Alienvault: Deploying a virtual SIEM

Last week, we see how to deploy a virtual firewall in VMware infrastructure to test new features and learning about FortiOS 5.4. However, this method of deploying virtual machines into VMware infrastructure is also a good way to learn how other products work, such as load balancers, routers, switches, SIEM, etc. Therefore, this time, we are going to see how to deploy Alienvault USM Appliance, which can be useful to compare with the free Alienvault OSSIM. In addition, we'll see the commercial edition has more security directives than the free edition, even for detecting last Apache Struts attacks.

The first step is to register for downloading the USM Appliance (On-Premises) Free Trial to deploy into our virtual infrastructure. We shouldn't confuse it with USM Anywhere (In the Cloud), which is a another product where the intelligence, events and information is in the cloud, and we only have to deploy sensors throughout the organization.

Next, I have deployed the OVF template called VMWARE-AlienVault_USM_All-in-One_5.3.6.ova as a new virtual machine into VMware infrastructure. We'll realise that USM Appliance needs a lot of resources; 8 CPU, 16 GB RAM and 1 TB of disk.

Alienvault USM Appliance

Once the virtual SIEM is imported into VMware, there will be some basic configuration like IP address for management and DNS, which have to be done through a wizard from console. Since then, everything is done from web interface.

Nevertheless, Alienvault has Quick Start Guide and Deployment Guide to help us deploy and configure their appliances in an easy way.
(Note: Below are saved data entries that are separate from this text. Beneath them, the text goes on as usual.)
PR #893, opened 2023-05-16
(proposal) ADR: Terraform style conventions

deer-wmde:
This PR contains a new ADR, proposing to make use of the default terraform style conventions.
Additionally, all existing terraform code has been reformatted with `terraform fmt -recursive`.

### DIFF
--- a/doc/adr/0009-terraform-style-conventions.md
+++ b/doc/adr/0009-terraform-style-conventions.md
@@ -4,7 +4,7 @@ Date: 2023-05-16
 
 ## Status
 
-proposed
+accepted
 
 ## Context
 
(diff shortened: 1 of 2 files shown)


m90 (commented):
+1.000.000 from my end.

If we wanna do it, I would think we should also have a CI job that runs `terraform fmt -check` for us, leaving it up to developers on how they want to get their changes into shape (IDE, CLI, git hooks).

tarrow:
I love this idea; let's do it. I'll just pluck off the ADR and then followup with the linting fixes

tarrow (approved):
I love this; I'll try to solicit some feedback in the daily and if no objections let's get this merged today; we can follow up with PRs for linting fixes and automation to keep them in sync

PR #904, opened 2023-05-23
chore(sql): bump resource limits, use same values for limits and requests throughout

m90:
Ticket https://phabricator.wikimedia.org/T334110


tarrow (approved):
:shipit:

PR #926, opened 2023-05-31
chore(terraform): Offboarded Adam S

manicki:


manicki:
I have no idea what I am doing. Might be the entry in `tf/env/staging/remote-state/main.tf` has been meant as some educational example. Not sure if it would be meant to kept with the deleted account any way

tarrow:
looks fine to me

deer-wmde (approved):
yeah looks good. the only other places I found are in READMEs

Alienvault Deployment Guide

If we are going to test, for instance, last security directives like the recently Apache Struts Vulnerability, we would have to upgrade the Threat Intelligence signatures, which is not possible from Free Trial. If we want to have USM Free Trial updated, we have to download security directives from commercial version and imported into USM Free Trial.

Correlation Directives

We are on time to create threat intelligence policies. I have created a new policy for alerting by email when something goes wrong like traffic scan, web attacks, malware infection, etc. What's more, we can also configure to execute an external program when something wrong is happening.

USM Policies

It's time to attack and check if USM is detecting malicious activity or we are bypassing security protections. This can be done watching security events and alarms.

Apache Struts Alarms

Regards my friends and remember, play and test with your toys to know how they work.